Background: How protein phosphorylation relates to kingdom/phylum divergence is largely unknown and the amino acid residues surrounding the phosphorylation site have profound importance on protein kinase-substrate interactions. Standard motif analysis is not adequate for large scale comparative analysis because each phophopeptide is assigned to a unique motif and perform poorly with the unbalanced nature of the input datasets.

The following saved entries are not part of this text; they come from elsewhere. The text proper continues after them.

PR #1692, opened 2023-09-24
Chore: Dependency clean up

zoltanbedi:
In this PR:
- Removed some of the old CI stuff and scripts related to them
- Updated create-plugin which made some changes in the .config folder
- Removed the e2e dependencies and removed one test that was not really testing anything
- Removed a couple of unused dependencies and bumped most of them to remove vulnerabilities
- Converted zabbix.test.js to typescript
- Removed some code in the jest-setup.js that were not needed anymore


src/test-setup/jest-setup.js
```diff
@@ -1,102 +1,123 @@
...
-jest.mock('grafana/app/core/core_module', () => {
-  return {
-    directive: function() {},
-  };
-}, {virtual: true});
-
-jest.mock('grafana/app/core/core', () => ({
-  contextSrv: {},
-}), {virtual: true});
+jest.mock(
```
zoltanbedi, line 3: This is changed because of prettier format

package.json
```diff
@@ -1,137 +1,101 @@
...
-  },
   "resolutions": {
-    "js-yaml": "^3.13.1",
-    "lodash": "~4.17.13",
-    "set-value": "^2.0.1",
-    "mixin-deep": "^1.3.2",
-    "minimatch": "^3.0.2",
-    "fstream": "^1.0.12"
-  }
+    "jackspeak": "2.1.1"
```
zoltanbedi, line 98: Had to pin this dependency because of an issue in yarn 1. See https://github.com/storybookjs/storybook/issues/22431#issuecomment-1630086092 for more info.

devenv/zabbix62/docker-compose.yml
```diff
@@ -3,7 +3,7 @@ version: "3"
 services:
   # Grafana
   grafana:
-    image: grafana/grafana:8.4.7
+    image: grafana/grafana:10.1.2
```
gabor, line 6: there are multiple devenv-docker-compose files with `grafana` and `docker` sections.. i'd recommend that we either adjust all of the files, or we do not adjust any of them (and do the adjustments in a sepearate PR). WDYT?

devenv/zabbix62/docker-compose.yml
```diff
@@ -48,7 +48,7 @@ services:
       POSTGRES_DB: zabbix
 
   database:
-    image: postgres
+    image: postgres:15
```
gabor, line 51: there are multiple devenv-docker-compose files with this postgres-entry.. do we want to fix all of them here?

gabor (approved):
very nice work. LGTM 👍

devenv/zabbix62/docker-compose.yml
zoltanbedi: yeah I think that makes sense.

zoltanbedi: FYI I had to bump this because postgres translates to the latest which is 16 and zabbix server shuts down with an error:
`Unable to start Zabbix server due to unsupported PostgreSQL database version (16.0). Must not be higher than (15.x)`

zoltanbedi:
I wonder if @alexanderzobnin is ok with these changes?

PR #220, opened 2025-04-03
fix: support nested error list returned from speakeasy client

jeffredodd:
This change does the following
- Enables error list to come from OpenAPI (Meta data needed to be updated)
- Adds error_key prefix to nested error list logic to create valid nested keys
- Introduced camelCaseToSnakeCase which will be used to convert from/to various cases


src/components/Base/Base.tsx
```diff
@@ -74,23 +75,25 @@ const getFieldErrors = (
...
-        key: keyPrefix + error.errorKey,
+        key: snakeCaseToCamelCase(keyPrefix + error.errorKey),
         message: error.message ?? '',
       },
     ]
   }
   if (error.category === 'nested_errors' && error.errors !== undefined) {
     //TODO: clean this up once Metadata type is fixed in openapi spec
-    const keySuffix =
+    let keySuffix = ''
```
jeffredodd, line 85: Broke this out from a complicated nested ternary to a if/else function as its a bit more clear to read. I had to add another logical branch so figured this made sense.

serikjensen (approved):
LGTM!

PR #221, opened 2025-04-03
chore: cleaning export namespaces

dmortal:
Proposed cleanup:
- Changing index file exports to be a bit more deliberate: making sure that partners only see exports that are explicitly meant for them to consume
- Main change is in bottom 3 index files
As a result, partners don't have access to things like `ThemeProvider` or our 'contextual' component wrappers that we use in flows: 
image


scally (approved):
Appreciating the usage of more named exports besides using `*`, it should help with our HMR issues eventually :)

PR #222, opened 2025-04-03
Employee Onboarding E2E test

scally:
Add end to end test for Employee Onboarding flow.

Not comprehensive; follows the simplest happy path between adding an employee and seeing their onboarding summary at the end.


src/test/mocks/apis/employee_home_addresses.ts
```diff
@@ -42,7 +42,7 @@ export const createEmployeeHomeAddress = http.post<
   EmployeeAddress$Outbound
 >(`${API_BASE_URL}/v1/employees/:employee_id/home_addresses`, async () => {
   const responseFixture = await getFixture('get-v1-home_addresses-home_address_uuid')
-  return HttpResponse.json(responseFixture)
+  return HttpResponse.json(responseFixture, { status: 201 })
```
scally, line 45: Many mocks needed changing to match Speakeasy's expectation of a 201 HTTP status for created objects.

src/test/mocks/apis/employees.ts
```diff
@@ -31,20 +31,24 @@ export function handleGetCompanyEmployees(
...
-  HttpResponse.json([
-    {
-      uuid: 'some-unique-id',
-      first_name: 'Maximus',
-      last_name: 'Steel',
-      payment_method: 'Direct Deposit',
-    },
-  ]),
-)
+export const getCompanyEmployees = (companyId?: string) =>
```
scally, line 39: Made this generalizable so a companyId could be provided. This way the knowledge of the "correct" company ID could move out of the mocks and into the tests for simpler reading of the tests.

src/test/mocks/fixtures/get-v1-employees-employee_id-jobs.json
```diff
@@ -7,7 +7,7 @@
     "payment_unit": "Year",
     "primary": true,
     "title": "Client Support Director",
-    "state_wc_covered": "null,",
+    "state_wc_covered": null,
```
scally, line 10: Fixes a Speakeasy validation that expects this field to be null but not a string.

src/components/Flow/EmployeeOnboardingFlow.test.tsx
```diff
@@ -0,0 +1,149 @@
...
+        getEmployeeStateTaxes,
+        updateEmployeeStateTaxes,
+        getEmptyEmployeePaymentMethod,
+        getEmptyEmployeeBankAccounts,
+        updateEmptyEmployeePaymentMethod,
+        getEmployeeGarnishments,
+        updateEmployeeCompensation,
+        getEmptyEmployeeForms,
+        getEmployeeOnboardingStatus,
+        updateEmployeeOnboardingStatus,
```
scally, line 83: sweet fancy moses that's a lot of API call dependencies... 😓

src/components/Flow/EmployeeOnboardingFlow.test.tsx
```diff
@@ -0,0 +1,149 @@
...
+      )
+    })
+
+    it('succeeds', { timeout: 10000 }, async () => {
```
scally, line 87: 10s timeout. It runs around 3sec locally but CI is slower :(

src/components/Flow/EmployeeOnboardingFlow.test.tsx
```diff
@@ -0,0 +1,149 @@
...
+      await user.type(await screen.findByLabelText(/last name/i), 'silver')
+      await user.type(await screen.findByLabelText(/email/i), 'someone@definitely-not-gusto.com')
+
+      // Work address
+      await user.click(await screen.findByLabelText(/work address/i))
+      await user.click(await screen.findByText(/123 Main St/i))
+      await fillDate({ date: { month: 1, day: 1, year: 2025 }, name: 'Start date', user })
+      await fillDate({ date: { month: 1, day: 1, year: 2000 }, name: 'Date of birth', user })
+      await user.type(await screen.findByLabelText('Street 1'), '123 Any St')
+      await user.type(await screen.findByLabelText(/city/i), 'Redmond')
```
serikjensen, line 110: I didn't have time to continue debugging, but were we able to try taking the approach of

```suggestion
      // Page - Personal Details
      await user.type(await screen.findByLabelText(/social/i), '456789012')
      await user.type(await screen.getByLabelText(/first name/i), 'john')
      await user.type(await screen.getByLabelText(/last name/i), 'silver')
      await user.type(await screen.getByLabelText(/email/i), 'someone@definitely-not-gusto.com')

      // Work address
      await user.click(await screen.findByLabelText(/work address/i))
      await user.click(await screen.getByText(/123 Main St/i))
      await fillDate({ date: { month: 1, day: 1, year: 2025 }, name: 'Start date', user })
      await fillDate({ date: { month: 1, day: 1, year: 2000 }, name: 'Date of birth', user })
      await user.type(await screen.getByLabelText('Street 1'), '123 Any St')
      await user.type(await screen.getByLabelText(/city/i), 'Redmond')
```

Essentially the first assertion uses an async find and then once the page has loaded we can just use `get` for everything else on this page (until the next transition) since the rest of the page content is loaded? I was worried that use of only async find assertions here was leading to some of the oddities we were observing when debugging the tests

serikjensen (approved):
Looks good! Question around the use of find assertions and if we ended up figuring out why we were seeing the oddities we were seeing when debugging this test last week

src/components/Flow/EmployeeOnboardingFlow.test.tsx
scally: There's not really anything to debug here, as right now we have passing tests. I don't know that there's evidence yet to support these hypotheses and I have yet to find any reason to believe that using `find` is problematic. That said, if you have evidence that we should be using a different approach here I'm willing to take a look into it.

PR #224, opened 2025-04-04
[WIP] feat: add updated number input

serikjensen:
[WIP]


src/components/Common/UI/NumberInput/NumberInput.tsx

Results: First the discriminative n-grams of five species from five different kingdom/phyla were identified. A signature with 5540 discriminative n-grams that could be found in other species from the same kingdoms/phyla was created. Using a test data set, the ability of the signature to classify species in their corresponding kingdom/phylum was confirmed using classification methods. Lastly, ortholog proteins among proteins with n-grams were identified in order to determine to what degree was the identity of the detected n-grams a property of phosphosites rather than a consequence of species-specific or kingdom/phylum-specific protein inventory. The motifs were grouped in clusters of equal physico-chemical nature and their distribution was similar between species in the same kingdom/phylum while clear differences were found among species of different kingdom/phylum. For example, the animal-specific top discriminative n-grams contained many basic amino acids and the plant-specific motifs were mainly acidic. Secondary structure prediction methods show that the discriminative n-grams in the majority of the cases lack from a regular secondary structure as on average they had 88% of random coil compared to 66% found in the phosphoproteins they were derived from.
Conclusions: The discriminative n-grams were able to classify organisms in their corresponding kingdom/phylum, they show different patterns among species of different kingdom/phylum and these regions can contribute to evolutionary divergence as they are in disordered regions that can evolve rapidly. The differences found possibly reflect group-specific differences in the kinomes of the different groups of species.